EXERCISE DESCRIPTION: In the entries that follow, find the word "problems" and report each line it is on.

[Dataset excerpts]
PR #545, opened 2017-03-21
Generate valid empty/default JSON for new resources

bestbeforetoday:
Added a ValueGenerator strategy for use during resource generation. Depending on the arguments supplied to the resource generator, one of two ValueGenerator implementation are used: default values, or sample data. The Test tab in the Playground UI now uses the resource generation code when clicking the Create... button to create a new Asset,


bestbeforetoday:
Need to add some new unit tests before this can be pulled.

PR #686, opened 2017-04-13
Use Duktape instead of Otto

sstone1:
🦆 

> quack quack quack

duktape (http://duktape.org) is awesome:

- More modern than Otto (supporting partial ES6/ES7 features)
- A lot faster than Otto (native TypedArray/Buffer support _really_ helps)
- Seems to have lower memory requirements than Otto
- Has CommonJS module loading support, which Otto does not have
- Is written in C and so is a lot more portable to other environments than Otto
- Looks like it is a lot more actively maintained than Otto
- Supports JavaScript regexes, not Golang regexes

go-duktape (https://github.com/olebedev/go-duktape) provides Go bindings to duktape.

In no way is this an alternative to adding native Node.js chaincode support to Hyperledger Fabric and switching to that, however this resolves a lot of performance related problems with using Otto with relatively little fuss.


opiepj:
Not questioning your decision on to use Duktap, but curious to learn. How come you can't call Go directly from C  and use [nan](https://github.com/nodejs/nan) to produce JS bindings? Or is that basically what duktape is doing?

sstone1:
@opiepj good question 😄 

Currently Fabric only supports chaincode that is written in Golang or Java. Java support was very new when we started Composer (around Fabric v0.6) and you couldn't deploy it using the Node.js client SDK (a hard requirement for us), so the Composer chaincode is Golang based. 

There are several options for executing JavaScript from within a Golang process:

- Otto, an interpreter written in 100% Golang:
This is what we currently use, but it has some pressing limitations around regular expression support, performance, and memory usage.
- Duktape, an interpreter written in 100% C with Golang bindings:
This is what this PR is about; a short term fix to switch to Duktape that resolves some of the problems that Otto is causing us.
- v8 (note v8 and not Node.js) integration using something like https://github.com/ry/v8worker:
Unfortunately all the Golang & v8 libraries that I've seen require complex build steps (downloading v8, running make, etc.) that cannot be performed by the Fabric chaincode deploy process.

You mention NAN - NAN is for helping users to build native modules. You might want native modules for integrating code written in other languages, such as Golang, into Node.js. However native modules must be loaded by a Node.js process, and we do not have a Node.js process as we can only have Golang/Java processes.

It is currently extremely difficult to go the other way - i.e. embed Node.js inside processes written in other languages. I did this in my previous job; it took a long time and it's not pretty... !

The goal for us is to add Node.js chaincode support to Fabric so we can use it for Composer. This will allow us to remove all of the Golang code, and make us fully JavaScript. It will also allow our users to exploit new language features in ES6/7+, and opens up future support for Node.js modules in Composer business network definitions.

This is work that we intend on starting ASAP, but we suspect it will take several months to fully integrate that work into Fabric and update Composer, hence short term fixes like this.

opiepj:
Thank you this very helpful.

Sounds like if you were to do Node.JS bindings, it would be a near rewrite as you would have to migrate an entire arch platform. You've mentioned that you want to be fully JavaScript, are you moving away from Golang purely on the portability aspect?

Also bonus question: In your experience would it be worth wrapping existing c++ modules with Node.js? Or would that require a full platform overhaul... or does it just depend on the existing architecture

sstone1:
@opiepj the bulk of the runtime code, in the module `composer-runtime`, is already written in JavaScript. We used JavaScript so we could easily run the same code on other "blockchain" platforms - currently those are Node.js (for unit tests) and the web browser (for working with Composer offline). But we should be able to port Composer to any platform that supports a JavaScript runtime.

This was very important to us, as we wanted users to be able to get up and running quickly from a web browser without to install Docker or provision an instance of Fabric. The other major reasons for picking JavaScript where:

ANSWER BOX:
In no way is this an alternative to adding native Node.js chaincode support to Hyperledger Fabric and switching to that, however this resolves a lot of performance related problems with using Otto with relatively little fuss.
This is what this PR is about; a short term fix to switch to Duktape that resolves some of the problems that Otto is causing us.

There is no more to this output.